How to complete this task:
Reproduce the following material exactly, including every line.

Source data:
PR #269, opened 2022-03-21
[Merged by Bors] - TY 2642 Change release repo

acrrd:


acrrd:
Test run:
https://github.com/xaynetwork/xayn_discovery_engine/runs/5630445167?check_suite_focus=true
result:
https://gitlab.com/xayn/xayn_discovery_engine_release/-/tree/TY-2642_change_release_repo

.github/workflows/release.yml
```diff
@@ -19,22 +19,22 @@ jobs:
 
   release:
     runs-on: ubuntu-20.04
-    container:
-      image: xaynetci/yellow:9135de0
+    #container:
```
acrrd, line 22: docker image does not have rsync that is needed by `release.sh`

.github/workflows/release.yml
```diff
@@ -19,22 +19,22 @@ jobs:
...
 
       - name: Checkout repository
         uses: actions/checkout@ec3a7ce113134d7a93b817d10a8272cb61118579 # v2.4.0
 
       - name: Setup job
-        uses: ./.github/actions/setup-job-docker
+        uses: ./.github/actions/setup-job
         with:
           dart: true
           rust: true
```
Robert-Steiner, line 40: beacuse we use the old script. but maybe it doesn't matter because we probably won't get into that limit anymore
```suggestion
          rust: true
          github_token: ${{ secrets.GITHUB_TOKEN }}
```

Robert-Steiner (approved):

.github/workflows/release.yml
acrrd: I think since we had the problem with the size no one run the release CI and we didn't notice.

@rustonaut we have setup-job that install everything that is still used on the mac runner, and we have setup-job-docker that only loads env and setup cache for when we run on docker.

acrrd:
bors merge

Result:
PR #269, opened 2022-03-21
[Merged by Bors] - TY 2642 Change release repo

acrrd:


acrrd:
Test run:
https://github.com/xaynetwork/xayn_discovery_engine/runs/5630445167?check_suite_focus=true
result:
https://gitlab.com/xayn/xayn_discovery_engine_release/-/tree/TY-2642_change_release_repo

.github/workflows/release.yml
```diff
@@ -19,22 +19,22 @@ jobs:
 
   release:
     runs-on: ubuntu-20.04
-    container:
-      image: xaynetci/yellow:9135de0
+    #container:
```
acrrd, line 22: docker image does not have rsync that is needed by `release.sh`

.github/workflows/release.yml
```diff
@@ -19,22 +19,22 @@ jobs:
...
 
       - name: Checkout repository
         uses: actions/checkout@ec3a7ce113134d7a93b817d10a8272cb61118579 # v2.4.0
 
       - name: Setup job
-        uses: ./.github/actions/setup-job-docker
+        uses: ./.github/actions/setup-job
         with:
           dart: true
           rust: true
```
Robert-Steiner, line 40: beacuse we use the old script. but maybe it doesn't matter because we probably won't get into that limit anymore
```suggestion
          rust: true
          github_token: ${{ secrets.GITHUB_TOKEN }}
```

Robert-Steiner (approved):

.github/workflows/release.yml
acrrd: I think since we had the problem with the size no one run the release CI and we didn't notice.

@rustonaut we have setup-job that install everything that is still used on the mac runner, and we have setup-job-docker that only loads env and setup cache for when we run on docker.

acrrd:
bors merge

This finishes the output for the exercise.